Balancing a Checkbook

by David Ning · 8 comments

how to balance a checkbook

I just realized that I never balanced a checkbook nor do I even know what balancing a checkbook is. I always heard that it was very important to balance my checkbook but I never bothered to figure out what the difference was between my checking account and my credit card transaction list since I can log onto both online and see all the transactions.

Therefore, I did a bit of research on the topic and here’s what I found:

  • Balancing a checkbook is to make sure our records matches the banks since they can make mistakes
  • It is to also make sure our records are correct so we don’t write a check with money we don’t have as bounced checks means a $25 or more fee from the bank

So, the next question is – How do I write one?  Here’s the answer.

  1. Record all deposits and checks (the accounting term is reconcile but let’s just keep it in simple terms)
  2. Make sure to do the same with ATM and debit card purchases as well as ACH and wire transfers.  Basically, record all transactions related to the checking account including interest payments if there are any.
  3. Calculate the balance.

Note: When I was reading different articles, I also saw authors mention about outstanding checks, ATM and debit card purchases.  In this day and age, all we need to worry about is the outstanding checks since all electronic transactions are recorded to our accounts instantaneously.
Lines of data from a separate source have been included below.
PR #52, opened 2015-09-16
make norm on vectors of ForwardDiffs work

KristofferC:
This fixes that `norm` on a vector of ForwardDiff numbers no longer returns a float.

Before:

```julia
a = ForwardDiff.GradientNumber{9,Float64,Tuple{Float64,Float64,Float64,Float64,Float64,Float64,Float64,Float64,Float64}}(2.0202020202020195e8,ForwardDiff.Partials{Float64,Tuple{Float64,Float64,Float64,Float64,Float64,Float64,Float64,Float64,Float64}}((1.5384615384615384e11,-7.69230769230769e10,-7.69230769230769e10,0.0,0.0,0.0,0.0,0.0,0.0)));

norm([a,a,a])

# 3.4990925405431855e8
```

Now:

```jl
norm([a,a,a])

# ForwardDiff.GradientNumber{9,Float64,Tuple{Float64,Float64,Float64,Float64,Float64,Float64,Float64,Float64,Float64}}(3.4990925405431855e8,ForwardDiff.Partials{Float64,Tuple{Float64,Float64,Float64,Float64,Float64,Float64,Float64,Float64,Float64}}((2.6646935501059653e11,-1.3323467750529822e11,-1.3323467750529822e11,0.0,0.0,0.0,0.0,0.0,0.0)))

norm(a_vec) == sqrt(dot(a_vec, a_vec))

# true
```

Maybe

```jl
float(n::ForwardDiffNumber) = n
```

should be a bit better and try to convert all components to float?

### DIFF
--- a/src/ForwardDiff.jl
+++ b/src/ForwardDiff.jl
@@ -1,5 +1,5 @@
 module ForwardDiff
-    
+
     if VERSION < v"0.4-"
         warn("ForwardDiff.jl is only officially compatible with Julia v0.4-. You're currently running Julia $VERSION.")
     end
@@ -7,11 +7,11 @@ module ForwardDiff
     import Calculus
     import NaNMath
     import Base: *, /, +, -, ^, getindex, length,
-                 hash, ==, isequal, copy, zero, 
-                 one, rand, convert, promote_rule, 
-                 read, write, isless, isreal, isnan, 
-                 isfinite, eps, conj, transpose, 
-                 ctranspose, eltype, abs, abs2, start, 
+                 hash, ==, isequal, copy, zero,
+                 one, rand, convert, promote_rule,
+                 read, write, isless, isreal, isnan,
+                 isfinite, isinf, eps, conj, transpose,
+                 ctranspose, float, eltype, abs, abs2, start,
                  next, done, atan2
 
     const supported_unary_funcs = map(first, Calculus.symbolic_derivatives_1arg())
--- a/src/ForwardDiffNumber.jl
+++ b/src/ForwardDiffNumber.jl
@@ -5,11 +5,11 @@ abstract ForwardDiffNumber{N,T<:Number,C} <: Number
 #    eltype(::Type{F}) --> T from ForwardDiffNumber{N,T,C}
 #    value(n::F) --> the value of n
 #    grad(n::F) --> a container corresponding to all first order partials
-#    hess(n::F) --> a container corresponding to the lower 
-#                   triangular half of the symmetric 
+#    hess(n::F) --> a container corresponding to the lower
+#                   triangular half of the symmetric
 #                   Hessian (including the diagonal)
-#    tens(n::F) --> a container of corresponding to lower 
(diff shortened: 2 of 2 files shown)


mlubin:
Yes, ``float`` should convert a ForwardDiffNumber of integers into a ForwardDiffNumber of floats.

jrevels:
There's actually a different bug going on here...`float(a)` is already correctly defined by the provided `convert` methods, and in this instance, should be throwing an `InexactError`. I just found this and [fixed it on master](https://github.com/JuliaDiff/ForwardDiff.jl/commit/495b018c20aeef398fabe61a516f319b121e6f2c).

On the most recent master:

```julia
julia> using ForwardDiff

julia> a = ForwardDiff.GradientNumber{9,Float64,Tuple{Float64,Float64,Float64,Float64,Float64,Float64,Float64,Float64,Float64}}(2.0202020202020195e8,ForwardDiff.Partials{Float64,Tuple{Float64,Float64,Float64,Float64,Float64,Float64,Float64,Float64,Float64}}((1.5384615384615384e11,-7.69230769230769e10,-7.69230769230769e10,0.0,0.0,0.0,0.0,0.0,0.0)));

julia> norm([a,a,a])
ERROR: InexactError()
 in float at float.jl:121
 in generic_vecnormInf at linalg/generic.jl:94
 in generic_vecnorm2 at linalg/generic.jl:111
 in vecnorm at linalg/generic.jl:168
 in norm at linalg/generic.jl:184
```

This is the behavior I expected to see when looking at this PR, but of course you're right in that `norm` should work without error. The key thing to fix here is that the float conversion is occurring at all...

Fixing this behavior might come down to writing a more generic `norm` definition in Base, or at least overloading it in ForwardDiff.jl to be more generic.

jrevels:
> Yes, float should convert a ForwardDiffNumber of integers into a ForwardDiffNumber of floats.

I'm not sure this is the right way to go. The return type of `float` should be `T<:AbstractFloat`. It's even defined that way in the docs:

```julia
help?> float
search: float float64 float32 float16 Float32 Float16 Float64 FloatRange FloatingPoint float64_isvalid float32_isvalid

  float(x)

  Convert a number, array, or string to a AbstractFloat data type. For numeric data, the smallest suitable
  AbstractFloat type is used. Converts strings to Float64.
```

mlubin:
``float`` isn't the same as ``convert(Float64,...)``. ``float([1,2,3])`` doesn't return an ``AbstractFloat``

Okay, I’ve never done any of this but everything has been fine.  Here’s my version of balancing my checkbook and explains why I don’t need to balance my checkbook.

  1. Stop writing so many checks.  There’s almost no more reasons to write checks anymore with electronic bill pay.  The less paper is used, the easier it is to keep track of our accounts.
  2. Look up the transaction history and make sure the records are correct.  Look at every transaction and make sure it is accounted for.
  3. I control my checking balance extremely tight because it doesn’t provide any interest.  Therefore, it almost forces me to look at the balance and transactions on a regular basis so I don’t fall behind.

So, now I know what balancing a checkbook is and so do you.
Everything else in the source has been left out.